An attorney for Eric D. Stennett says he is being unfairly singled out for federal prosecution on a relatively routine drug-and-gun case because of his high-profile acquittal in state court in the death of a Baltimore police officer.
In raising the claim of selective prosecution, attorney Charles M. Curtis has asked a federal judge to order the U.S. attorney's office to turn over notes of any conversations with the city's top police official and prosecutor as well as with the mayor.
U.S. District Judge Catherine C. Blake scheduled a hearing for this morning on Stennett's request - what would be a first step in defense efforts to have the federal charges dismissed on grounds that the 19-year-old Baltimore man was intentionally treated differently from other defendants.
"It appears that his case is being prosecuted in federal court rather than state court based not on the nature of the case itself, but on Mr. Stennett's high-profile acquittal and the political needs of the police commissioner and state's attorney," Curtis said in court filings.
Maryland U.S. Attorney Thomas M. DiBiagio, who is prosecuting the case against Stennett himself, rejected the defense claim as baseless.
"As for the existence of 'pressure' put on the U.S. attorney to prosecute this case in federal court, there was none," DiBiagio said in court papers. "If there is one thing that is certain, no one pressures the U.S. Attorney for the District of Maryland to take any case."

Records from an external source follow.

PR #994, opened 2019-10-11
Add 'env' auth module

matthinc:
I wrote a small authentication module, which takes login and password from environment variables.

**Use-case**: This makes it really easy to setup a single-user-Radicale-instance in a dockerized environment.

Config:
```
[server]
# Bind all addresses
hosts = 0.0.0.0:5232

[auth]
type = env
```

A docker-compose.yml could look like this:

```
services:
  radicale:
    build: .
    ports:
      - 5232:5232
    volumes:
      - ./radicale:/data
      - ./radicale_config:/etc/radicale/
    environment:
      RADICALE_LOGIN: admin
      RADICALE_PASSWORD: test123
```

### DIFF
--- a/radicale/auth/__init__.py
+++ b/radicale/auth/__init__.py
@@ -58,7 +58,8 @@ from importlib import import_module
 
 from radicale.log import logger
 
-INTERNAL_TYPES = ("none", "remote_user", "http_x_remote_user", "htpasswd")
+INTERNAL_TYPES = ("none", "remote_user", "http_x_remote_user",
+                  "htpasswd", "env")
 
 
 def load(configuration):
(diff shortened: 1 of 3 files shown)


funkyfuture:
this would be indeed great for deployments with containers. i'm wondering whether multiple user should be definable by providing comma-separated values.

a `RADICALE_PASSWORD_<HASH_ALGORITHM>` as alternative to `…_PASSWORD` seems reasonable as well.

i could work on it, but there seems to be no interest.

pbiering (changes requested):
Please rebase to latest Radicale 3

pbiering:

Stennett was arrested March 9 after a foot chase with police in West Baltimore where, officers said, they saw him drop two plastic bags containing crack cocaine and a .38-caliber revolver. Stennett faced an additional drug charge after police said they found cocaine, a drug scale and other paraphernalia in the apartment Stennett shared with his mother, Margaret Beatty.
After the arrest, Baltimore Police Commissioner Edward T. Norris urged federal authorities to prosecute the case in U.S. District Court, where Stennett would face stiffer penalties if convicted.
Stennett was acquitted early last year on state murder and manslaughter charges stemming from a high-speed car chase in April 2000 that killed Officer Kevon M. Gavin. Stennett, then 17 and wearing bulletproof body armor, was accused of leading the chase that ended with his Ford Bronco plowing into Gavin's cruiser.
Stennett was found not guilty after a jury in Baltimore Circuit Court determined that investigators had mishandled much of the evidence in the case. The jury's verdict drew loud protests from city officials and criticism of State's Attorney Patricia C. Jessamy.
The earlier case has loomed large over the new one. Curtis has asked Blake to move the trial outside Baltimore, because of publicity surrounding Stennett's acquittal and efforts by political leaders to ban the sale of body armor to minors after Gavin's death.
Curtis said that without the backdrop of the prior case, the new charges against Stennett never would have landed in federal court.
"The only reason this is in federal court is because of who it is, and his past history," he said yesterday.
In his court filings, Curtis also has asked for copies of DiBiagio's policies governing federal prosecutions of city gun crimes, an issue that has received considerable attention since DiBiagio was sworn in last fall and announced plans to emphasize major violent crimes, public corruption and white-collar fraud over routine street offenses.
DiBiagio countered that the case against Stennett is not a simple gun case, but rather a significant drug trafficking case.
"Clearly, federal prosecution of this type of case, rather than being unusual, is typical of what is prosecuted in this District," DiBiagio said in court papers.